Hanya satu kali ia tidak bisa membelaku, yaitu pada saat Bu Budi mengejarku yang naik ke atas menara air gara-gara aku ketahuan memakai kaos kaki hijau, padahal peraturan sekolah mengharuskan kami memakai kaos kaki putih.
Waktu itu Bu Pipih tidak masuk mengajar dan yah, aku memang sudah keterlaluan :))
Sayang sekali, hanya sebentar waktu yang bisa aku gunakan untuk berbincang-bincang dan menghabiskan rindu. Besok aku harus kembali ke Singapore, dan masih banyak yang harus aku kerjakan sebelum keberangkatan aku besok pagi meninggalkan Bandung.
Bu Pipih menggenggam tanganku pada saat aku pamit. Air mata masih menggenang di kelopak matanya.
"Jangan lupakan Ibu, ya Nak.." "Bawa cucu-cu Ibu lain kali kamu menengok Ibu kemari."
Aku tersenyum padanya, "Bu, saya datang ke sini setelah 15 tahun juga karena saya tidak pernah melupakan Ibu."
Kami berpelukan sekali lagi sebelum akhirnya berpisah dan berjanji untuk tetap saling berhubungan dan bertukar nomor telepon genggam.
Aku pergi meninggalkan gedung sekolahku diiringi lambaian tangan guruku yang paling aku sayang selama sekolah. yang tidak pernah marah kalau aku lupa membuat PR, yang selalu memberikan kesempatan kedua kalau aku lupa mengumpulkan tugas, yang tidak pernah menghakimi aku walaupun di mata guru-guru lain aku nakalnya setengah mati.
Guru yang paling mengerti aku, Bu Pipih.
*****
Sesampainya di Singapore keesokan harinya, aku kirimkan pesan singkat ke telepon genggamnya,
"Bu, saya sudah sampai Singapore. Semoga kita bisa bertemu lagi lain waktu ya Bu."
Tak lama kemudian balasan pesan darinya datang,
"Kok Ibu merasa kehilangan ya? Dari semua anak murid Ibu, cuma kamu yang Ibu merasa seperti anak Ibu beneran.Jangan lupa temui Ibu lagi kalau ke Bandung ya, bawa cucu-cucuku yang manis."
Aku membalasnya lagi,
"Bu, kalau seorang anak murid yang sudah 15 tahun tidak ketemu lalu menemui Ibu lagi sambil menangis, artinya Ibu berhasil menjadi guru yang baik, yang dicintai murid-muridnya. Jangan berhenti menebar kasih sayang Ibu ya, saya sayang sama Ibu."

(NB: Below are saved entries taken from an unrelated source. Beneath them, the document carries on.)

PR #209, opened 2019-09-28
Recording & restoration

FJduFou:
Modify for a good size
+ fix 2 small mistakes


JasonStein:
please use "&amp;" for "&"
the build is broken
https://stackoverflow.com/questions/9084237/what-is-amp-used-for

PR #216, opened 2019-10-01
Fix not showing full file content when there is a NULL character in the middle of the file

### LINKED ISSUE #200: [Bug] Cannot read the Bitlocker recovery key text file properly
**Describe the bug**
As you see on the screenshot, the Bitlocker encrypt recovery key file cannot be seen properly with Notepads, it works flawlessly on Notepad.

**To Reproduce**
Create the Bitlocker encryption process and save the recovery key on the txt file.

**Expected behavior**
The recovery key text file content should be visible correctly with the Notepads.

**Screenshots**
bug

**Desktop (please complete the following information):**
 - OS: Windows 10 1903 18362.356
 - Version v0.10.2.0

validatedev:
Fixes #200 
Co-authored-by: M. Şamil Ateşoğlu <m.samilatesoglu@gmail.com>


JasonStein:
I am not sure if we can simply remove it from the string. That means, when we save the file, the null character will be gone right?

JasonStein:
Take a look at last comment in this thread: https://www.c-sharpcorner.com/forums/how-to-write-null-character-in-textbox

validatedev:
I think that the problem is the bug which is located on RichEditBox. It should display the file until encountering the EOF. Let me explain with details:

`text = reader.ReadToEnd();`

That implementation of reading the file is true and works as intended. It reads and passes the "\0" character, not stops there. But the built-in tool on the Visual Studio that shows the content what the variable has encounters the same error, it doesn't show the file content after the "\0" character. FileInput and string are not the same thing. The built-in tool and the RichEditBox also behave to file like a just the string. Let me explain with photos:

_Before the changes_



_After the changes_



And good news, our implementation works correctly without any problem. It doesn't change the string "\0", just the character one. Also you can try to change RichEditBox thing to display characters correctly but it's just up to you.

JasonStein:
Yes, I know it works from reading to representation. I am more concerned about file saving. Did you try open the file and save it? Then take a look if \0 is missing in the output file?

validatedev:
> Yes, I know it works from reading to representation. I am more concerned about file saving. Did you try open the file and save it? Then take a look if \0 is missing in the output file?

It is gone from the file but I don't think that is the problem. It can surpass the errors that may happen in the future.

JasonStein:
> > Yes, I know it works from reading to representation. I am more concerned about file saving. Did you try open the file and save it? Then take a look if \0 is missing in the output file?
> 
> It is gone from the file but I don't think that is the problem. Also it can surpass the errors that may happen in the future.
> 
> And one last note: If you don't want to delete \0, you should look at the behaviour of the RichEditBox. If you can change that thing with their superior, it will definitely more accurate solution than this implementation but I can't see any harm with that.

No, actually it is a problem, because if the file is intended to have "\0" and it is accepted by another program, then it will cause unwanted behavior. Let me think about it and see what we can do here.

JasonStein:
At least, we can(should) let the user know if the file opening has a null character and let the user decide what to do (ignore or remove it).

validatedev:
Ok then I'll close that pull req and try to apply the solution that you're referring to.

PR #217, opened 2019-10-05
Add warning about NULL character on the file

validatedev:


validatedev:
Temporary fix of #200

validatedev:
If you really want to remove the null chars on the file button on warning dialog, I’ll try to do it but that solution gives more sense then you said to me.

itsusmanmirza:
Could you please add the auto-save feature like saving a file every few seconds I usually use CTRL+S to save it but still sometimes when in a hurry, I forget to save it.

validatedev:
@JasonStein could you take a look at it, saying that as a precaution about that I don't know if you see it.

JasonStein:
This is the best place to call the dialog and the method should returns error and handled in main view. Other than that I still prefer not to have it at all but warn user instead. Something like "your file has null character, only content before the null character is showing" and it should be a notification instead of dialog and we do nothing in this case. Once we gather feedback from user, as well as metrics event. We can decide what to do next. Let me think about it and I can do it myself. Still, thx for the PR!

PR #266, opened 2019-12-30
Update hu-HU translations

AmionSky:
Didn't test it because I don't have VS installed right now, but should be ok.


FJduFou:
it's good

JasonStein:
Thanks!

PR #282, opened 2020-01-26
file icons

mah-qurashy:
custom file icons for most supported files


JasonStein:
Thanks! This is amazing:)

PR #290, opened 2020-02-09
Updated cs-cz

JanRajnoha:


JasonStein:
Thanks!

JanRajnoha:
I had many exams and other tasks with higher priority, so I'm sorry for little delay.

Waktu balasan pesan darinya datang dengan pernyataan sayangnya padaku lagi, air mataku tergenang kembali.
Seorang guru yang penuh kasih sayang seperti inilah yang diperlukan murid-murid di seluruh dunia.
Untuk apa seorang guru dengan sengaja menjadikan dirinya "Guru Killer" kalau itu tidak membawa kebaikan apapun untuk muridnya?
Untuk apa seorang guru tertawa sinis ketika murid-muridnya tidak berhasil mendapatkan nilai lebih dari 6 karena soal-soal ujian yang diberikannya sengaja dibuat sulit dengan harapan anak-anak didiknya lebih hormat kepadanya.
Yang dia akan dapatkan hanya bisik-bisik kesal di kantin pada jam istirahat, dan doa-doa buruk dari muridnya.
"Semoga Bapak ini sakit perut jadi gak usah datang hari ini.." atau semacam itu.
Siapakah yang akan mendapatkan cinta, hormat, kasih sayang, dan kagum murid-murid yang tidak pernah habis untuk dikenang?